Exercise prompt: Look through the material below and return every line that contains "complexity".

● ● ●

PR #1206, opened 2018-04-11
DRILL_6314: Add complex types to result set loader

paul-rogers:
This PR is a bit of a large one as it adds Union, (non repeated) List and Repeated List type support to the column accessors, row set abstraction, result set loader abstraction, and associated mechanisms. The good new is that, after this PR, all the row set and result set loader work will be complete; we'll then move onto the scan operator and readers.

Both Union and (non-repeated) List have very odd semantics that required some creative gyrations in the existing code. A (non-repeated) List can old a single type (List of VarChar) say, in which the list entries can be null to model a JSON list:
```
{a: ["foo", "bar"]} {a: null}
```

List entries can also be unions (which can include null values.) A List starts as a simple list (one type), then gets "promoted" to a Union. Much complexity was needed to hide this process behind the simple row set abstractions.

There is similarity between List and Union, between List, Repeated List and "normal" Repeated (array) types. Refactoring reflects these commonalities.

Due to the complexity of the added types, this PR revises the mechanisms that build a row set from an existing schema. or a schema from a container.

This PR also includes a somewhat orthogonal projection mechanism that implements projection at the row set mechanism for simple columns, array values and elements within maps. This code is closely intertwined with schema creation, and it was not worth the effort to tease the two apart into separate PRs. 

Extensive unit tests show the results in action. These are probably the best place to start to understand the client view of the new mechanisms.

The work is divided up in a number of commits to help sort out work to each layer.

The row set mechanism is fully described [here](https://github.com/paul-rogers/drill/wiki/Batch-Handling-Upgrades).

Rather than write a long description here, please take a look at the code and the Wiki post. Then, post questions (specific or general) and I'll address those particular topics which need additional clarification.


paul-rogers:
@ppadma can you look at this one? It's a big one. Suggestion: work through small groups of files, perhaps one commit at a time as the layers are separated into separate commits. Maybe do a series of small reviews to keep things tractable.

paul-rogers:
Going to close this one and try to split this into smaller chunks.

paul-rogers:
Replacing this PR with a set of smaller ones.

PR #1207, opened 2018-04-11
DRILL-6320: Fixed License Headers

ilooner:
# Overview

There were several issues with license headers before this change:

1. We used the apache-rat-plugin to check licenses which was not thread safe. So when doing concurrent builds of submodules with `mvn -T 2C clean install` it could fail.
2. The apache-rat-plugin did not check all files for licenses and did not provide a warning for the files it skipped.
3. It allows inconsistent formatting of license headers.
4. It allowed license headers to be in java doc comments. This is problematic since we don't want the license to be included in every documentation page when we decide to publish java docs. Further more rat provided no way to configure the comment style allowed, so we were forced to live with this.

● ● ●

Solution below:
List entries can also be unions (which can include null values.) A List starts as a simple list (one type), then gets "promoted" to a Union. Much complexity was needed to hide this process behind the simple row set abstractions.
Due to the complexity of the added types, this PR revises the mechanisms that build a row set from an existing schema. or a schema from a container.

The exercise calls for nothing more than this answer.